Agriculture industry loosely regulated
21.sep.06
San Jose Mercury News (California)
Mary Anne Ostrom, Lisa Krieger and Ken McLaughlin
The expanding E. coli spinach outbreak, which now has sickened 146 victims in 23 states, is prompting calls for an overhaul of how food inspection is done in the United States, with a focus on getting rid of a patchwork approach that leads to loopholes and leaves the industry mostly policing itself.
The demands from top consumer groups and others came as the federal Food and Drug Administration announced Wednesday that a bag of spinach found in the refrigerator of a sickened New Mexico resident definitively links the outbreak to Natural Selection Foods. The San Juan Bautista company has already recalled nearly three dozen brands of spinach that it processes.
Through codes on the bag, the FDA has traced the spinach back to a growing region encompassing Monterey, San Benito and Santa Clara counties.
Still, officials recommend that consumers avoid eating any fresh spinach products.
The unfolding mystery has shed a spotlight on some weak links in the nation's food safety program, some consumer groups and agriculture experts said Wednesday.
``It's a very serious problem,'' said Jean Halloran, director of the food policy initiative for Consumers Union, the publisher of Consumer Reports. ``Things fall through the cracks, and they can't make a coordinated attack on a problem or share information or allocate resources properly.''
In Salinas Valley, the source of eight earlier separate outbreaks of E. coli since 1995, spinach and lettuce growers rarely see state or federal inspectors. A Lettuce Safety Initiative, launched by the FDA and California in the past few months, has now been expanded to include spinach.

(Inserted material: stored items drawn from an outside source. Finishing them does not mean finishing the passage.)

PR #4247, opened 2022-02-03
No longer assume status bar height, calculate, fixing notch borking

### LINKED ISSUE #4163: Wrong position of popup on MacBooks with Notch
### Expected behaviour
For example a native popup:
image

### Actual behaviour
image
Also the left edge is behind the notch. 

### Steps to reproduce
1. Buy a MacBook with Notch
2. Install Nextcloud client
3. See wrong position

### Client configuration
Client version: 3.4.1
Operating system: macOS 12.1

claucambra:
This fixes #4163 as we now get the actual height of the status bar rather than assume its 22px high

### DIFF
--- a/src/gui/systray.cpp
+++ b/src/gui/systray.cpp
@@ -389,8 +389,9 @@ QRect Systray::taskbarGeometry() const
     return tbRect;
 #elif defined(Q_OS_MACOS)
     // Finder bar is always 22px height on macOS (when treating as effective pixels)
-    auto screenWidth = currentScreenRect().width();
-    return {0, 0, screenWidth, 22};
+    const auto screenWidth = currentScreenRect().width();
+    const auto statusBarHeight = static_cast<int>(OCC::statusBarThickness());
+    return {0, 0, screenWidth, statusBarHeight};
 #else
     if (taskbarOrientation() == TaskBarPosition::Bottom || taskbarOrientation() == TaskBarPosition::Top) {
         auto screenWidth = currentScreenRect().width();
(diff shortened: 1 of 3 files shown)


mgallien (approved):

src/gui/systray.cpp
```diff
@@ -389,8 +389,9 @@ QRect Systray::taskbarGeometry() const
     return tbRect;
 #elif defined(Q_OS_MACOS)
     // Finder bar is always 22px height on macOS (when treating as effective pixels)
-    auto screenWidth = currentScreenRect().width();
-    return {0, 0, screenWidth, 22};
+    const auto screenWidth = currentScreenRect().width();
+    const auto statusBarHeight = (int)OCC::statusBarThickness();
```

But typically government inspectors show up only when there is a problem. The industry lives by voluntary rules set forth by government and university experts, known as ``good agricultural practices.'' But those recommendations, ranging from watering and fertilizing practices to field-hand sanitation and pest control, are only voluntary.
While farmers contend they adopt those suggestions and find new technologies on their own to keep their crops safe, government regulators are not keeping a close eye.
The FDA and state inspectors check only infrequently, if at all, to monitor the complex chain of events from the planter to processor to the produce section.
``It's always easy after the fact to say more should have been done.
Clearly, more should have been done,'' said David Acheson of the FDA's Center for Food Safety and Applied Nutrition. ``We're going to learn from this.''
State and federal officials are expected to call for new rules.
But now growers, processors, government regulators and consumer groups paint a picture of a loosely regulated industry.
Consider that 97 percent of irrigation water used in the Salinas Valley comes from private wells. But there is no mandatory inspection of those wells. Irrigation water is only one of several water sources investigators are looking at in trying to explain the latest outbreak.
Cal-OSHA is responsible for checking field sanitation, focusing on rules, that for example, require one port-a-potty for every 20 workers. But with thousands of farms in the state, it on average conducts between 800 and 1,200 annual inspections.
The state Department of Health Services is charged with inspecting processing facilities annually, but the California Department of Food and Agriculture generally does not inspect farms unless there is a problem, state officials say. The FDA, says Halloran, makes site visits about every five years.
``Clearly we've got a job to do and we're working to our upmost ability. We talk a lot and share information'' between agencies, said Acheson, who called the nation's food supply ``one of the safest in the world.''
Farmers and agriculture experts say most Salinas-area farmers and processors do participate in self-policing programs in which third-party, independent auditors routinely check their practices and issue a rating.
Processors, too, rely on the ratings, usually based on the voluntary good agricultural practices, to evaluate growers from which they will accept produce. And the shippers use the ratings because typically their name goes on the product -- and they have the most to lose.
Natural Selection Foods said Wednesday that its independent testing firm took samples from the plant Friday and has found no presence of E. coli bacteria in its San Juan Bautista plant. Federal and state test results are pending, the company said.
Farmers, too, are testing. Third-generation farmer John Baillie, who does not grow spinach on 1,000 his acres around Salinas Valley, says that over the past few years he has stepped up his use of third-party companies to test his well water and soil four times a year.
With the mystery of how Salinas-area spinach got tainted unsolved, at least one university-backed study is getting under way to look at the issues, something welcomed by the industry.
``As much as everyone works hard toward having a comprehensive approach to a food safety program, there is always the chance for human error and lapses in attentiveness,'' said Trevor V. Suslow, a cooperative extension specialist in the Department of Vegetable Crops at the University of California-Davis.
``There is not enough specific information that growers can actually look at -- that `if I do this,' I can be assured of all aspects of food safety.''
Curtis Weeks, general manager of the Monterey County Water Resources Agency, said 97 percent of the water used for irrigation in the Salinas Valley comes from private wells. The remainder comes from recycled sewage water.
``There's no state program requiring that those wells be tested,'' said Eric Senter, an engineer and well expert with the state Department of Water Resources.